İstanbul Boğazı’nda av yasağı 6 Kasım’da bir günlüğüne tamamen kaldırılıyor. Balıkçılar, Boğaz’ın balıkların yoğun geçişinin yaşandığı dönemde 14 saatliğine avcılara açılmasının ekosisteme zarar vereceği endişesiyle CİMER’e başvurdu.
Beslendiği nehirlerle dünyanın balıkçılık açısından en zengin denizlerinden olan Karadeniz ile yarı tropik özellikler taşıyan Akdeniz arasında biyolojik koridor olan İstanbul Boğazı’nda balık avı kısıtlı. Av sezonunda bile endüstriyel balıkçılar sadece 18 metreden daha derine ağ atabilirken, gemi trafiğinin aktığı alanlarda avcılık yapılamıyor.
Yasakları ve balıkçılık şartlarını Tarım ve Orman Bakanlığı, bilim insanlarının ve balıkçıların görüşünü alarak belirlerken, ekonomik değeri yüksek balıkların iki deniz arasında rahat göç etmesi hedefleniyor. Ulaştırma ve Altyapı Bakanlığı’na bağlı Denizcilik Genel Müdürlüğü, balıkların yoğun göç ettiği dönemde olan 6 Kasım tarihinde İstanbul Boğazı’nı gece 00.00’dan 14.00’a kadar 14 saatliğine endüstriyel balık gemilerine açma kararı aldı. Poyrazköy Örnek Su Ürünleri Kooperatifi’nin talebi üzerine alındığı öğrenilen karar için İstanbul Boğazı ticari gemi geçişlerine kapatılırken endüstriyel balık avlama teknelerine serbest bırakılacak.
BALIKLARI ETKİLEYECEK
Ekonomik değeri yüksek palamut, lüfer, çinekop, torik ve hamsi gibi balıkların avlanabileceğinin açıklandığı karara uzmanlar tepksi gösterdi. İstanbul Üniversitesi Su Bilimleri Fakültesi Öğretim Üyesi Prof. Dr. Saadet Karakulak, şunları dedi:“Marmara Denizi, Karadeniz ile Ege Denizi arasında geçiş denizi olan İstanbul Boğazı birçok balık türünün yaşam alanıdır. Bazı türler beslenme, üreme ya da kışlama için Marmara Denizi’ni tercih eder. Marmara’dan Karadeniz’e giden balıklar vucüt sistemlerinin az tuzlu Karadeniz’e göre ayarlanması için bir süre İstanbul Boğazı’nda beklerler. Ege Denizi’nden Marmara Denizi’ne girecek lüferler ise vücut iyon dengeleri için Çanakkale Boğazı’nda vakit geçirirler. Müsilaj sonrası Marmara Denizi Koruma Eylem Planı ilan edilmişti. Balıkçılık faaliyetlerinin ekosistem temelli yapılması gerekir.”

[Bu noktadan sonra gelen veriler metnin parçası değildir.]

PR #1682, opened 2025-01-05
Update Spring to 6.2

yuppie-flu:
## Description

This PR updates Spring Framework version to 6.2.1 and replaces removed (deprecated) APIs to alternatives:
* removed `AbstractClientHttpResponse` abstract class was replaced to `ClientHttpResponse` interface

In Spring Framework 6.2 `org.springframework.http.HttpRequest` interface received a new method: `Map<String, Object> getAttributes()` without a default implementation. The PR doesn't implement the method and throw UnsupportedOperationException instead. It seems that this method is needed only for very rare use cases (like passing attributes to interceptors, see https://github.com/spring-projects/spring-framework/issues/32027). However, we can discuss if some implementation in Riptide makes sense.

## Motivation and Context

In Spring Framework 6.2 release several [deprecated APIs](https://github.com/spring-projects/spring-framework/wiki/Spring-Framework-6.2-Release-Notes#removed-apis) were removed. The current Riptide code uses some of them, in particular: `org.springframework.http.client.AbstractClientHttpResponse`.
The newest Spring Boot 3.4 release uses Spring Framework 6.2. The incompatibility of the current Riptide with Spring Framework 6.2 makes it impossible to upgrade services that use Riptide to the latest Spring Boot. ClassNotFoundException about `AbstractClientHttpResponse` is thrown at runtime.

## Types of changes

## Checklist:
- [?] My change requires a change to the documentation.

### DIFF
--- a/pom.xml
+++ b/pom.xml
@@ -77,7 +77,7 @@
         <maven.compiler.source>17</maven.compiler.source>
         <maven.compiler.target>17</maven.compiler.target>
 
-        <spring.version>6.1.14</spring.version>
+        <spring.version>6.2.1</spring.version>
     </properties>
 
     <build>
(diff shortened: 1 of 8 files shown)


fatroom:
👍

yuppie-flu:
:+1:

PR #1700, opened 2025-02-19
Bumped opentelemetry-semconv to the latest version

cberg-zalando:
## Description
Latest Obversaviblity SDK 3.1.13 contains a bump of `opentelemetry-semconv`from 1.28.0-alpha to 1.30.0-rc.1 introducing a breaking change as the `io.opentelemetry.semconv.SemanticAttributes` class was removed and replaced with more specific sub class in the sub package `incubating`.

Nevertheless, looking at the class it had the deprecation marker since version 1.24.0 (Riptide uses 1.25-alpha currently), so I guess, it is the usual issue that these deprecation warnings are overlooked until it is too late.

## Motivation and Context
It allows projects using Obversaviblity SDK to use the latest version.

## Types of changes

### DIFF
--- a/riptide-opentelemetry/pom.xml
+++ b/riptide-opentelemetry/pom.xml
@@ -18,7 +18,7 @@
 
     <properties>
         <opentelemetry.version>1.39.0</opentelemetry.version>
-        <opentelemetry-semconv.version>1.25.0-alpha</opentelemetry-semconv.version>
+        <opentelemetry-semconv.version>1.30.0-rc.1</opentelemetry-semconv.version>
     </properties>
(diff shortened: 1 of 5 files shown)


fatroom:
The non existing classes are still used (i.e. HttpStatusCodeSpanDecorator)

cberg-zalando:
> The non existing classes are still used (i.e. HttpStatusCodeSpanDecorator)

Yeah, somehow I overlooked this one class.

fatroom:
👍

zDimi:
:+1:

PR #1702, opened 2025-02-21
Remove Maven OWASP dependency check plugin

cberg-zalando:
As seen in the latest build of #1700, the downloading of the CVE database in the OWAP dependency-check plugin takes a lot of time in case you don't have a specific key. As also another Zalando repository was affected by this, the recommendation is to remove it and rely on on GitHub's dependabot integration.


yuppie-flu:
It would be nice to remove the `NVD_API_KEY` variable [here](https://github.com/zalando/riptide/blob/610c3f17d85508daeab6fc1d01035be5f314934c/.github/workflows/build.yaml#L19) as well.

fatroom:
Thank you for contribution. Included in #1703

Issue #1721, opened 2025-03-21
Accept threadpool executors for FailsafePlugin through yaml configuration.


rameshmalla:
The proposal is to support yaml based configuration to add threadpool exuectors to failsapfe plugin

## Detailed Description
riptide spring boot starter by default, accepts most HTTP client configurations through YAML, making it simple and convenient to configure and quickly start using the Riptide client. For the FailsafePlugin, the current approach for introducing a custom thread pool executor involves configuring it through the codebase.

While this approach offers greater control over thread pool management and allows for fine-tuning of execution threads, it requires additional code-based configuration as opposed to the more declarative YAML-based configuration used for other HTTP client settings. 

The proposal is to introduce YAML based thread pool configuration for FailSafePlugin and re-use the existing thread pool construction logic in ripitde which supports opentracing and micrometer features out of the box.

PR #1722, opened 2025-03-21
Accept threadpool executors for FailsafePlugin through yaml configuration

İstanbul Su Ürünleri Kooperatifi Birliği Başkanı Erdoğan Kartal ise, “Ulaştırma ve Altyapı Bakanlığı’nın İstanbul Boğazı’ndaki balık avcılığını belli süre için açma gayretine çok şaşırıyoruz. Bu kararı asla kabul edemeyiz, boğazların tamamen endüstriyel avcılığa kapanması gerekirken bu karar manidardır ve ülke balıkçılığının çökmesi için bir adımdır. , Bilime ters olan bu kararla balığın göç yolları engellenir” dedi.
“KARARDAN DÖNÜLMELİ”
CİMER’e başvurduklarını söyleyen İstanbul Amatör ve Sportif Balıkçılığı Derneği Başkanı Erol Örkçü, “Poyrazköy Su Ürünleri Kooperatifi’nin talebi kabul edilmemelidir. Biyolojik koridor olan ve endüstriyel balıkçılığa tamamen kapatılması gereken İstanbul Boğazı’nda dünyada eşi benzeri olmayan bir karar alınmıştır. Sürdürülebilirlik ilkesiyle çabalayan amatör ve sportif olta balıkçıları olarak alınan yanlış karardan dönülmesini talep ediyoruz” diye tepki gösterdi. Geleneksel balıkçılık uzmanı Halit Konanç ise, “Söz ve karar hakkı Tarım ve Orman Bakanlığı Su Ürünleri Genel Müdürlüğü’ndedir. 1280 sayılı Su Ürünleri Kanunu yürürlüktedir. Endüstriyel şirketlerin ve balıkçıların İstanbul Boğazı’nda bir günlük balık katliamından kimlerin faydalandığını bilmemiz gerekli. Asıl önemli olan katliamın yasalaştırılması niyetidir” dedi.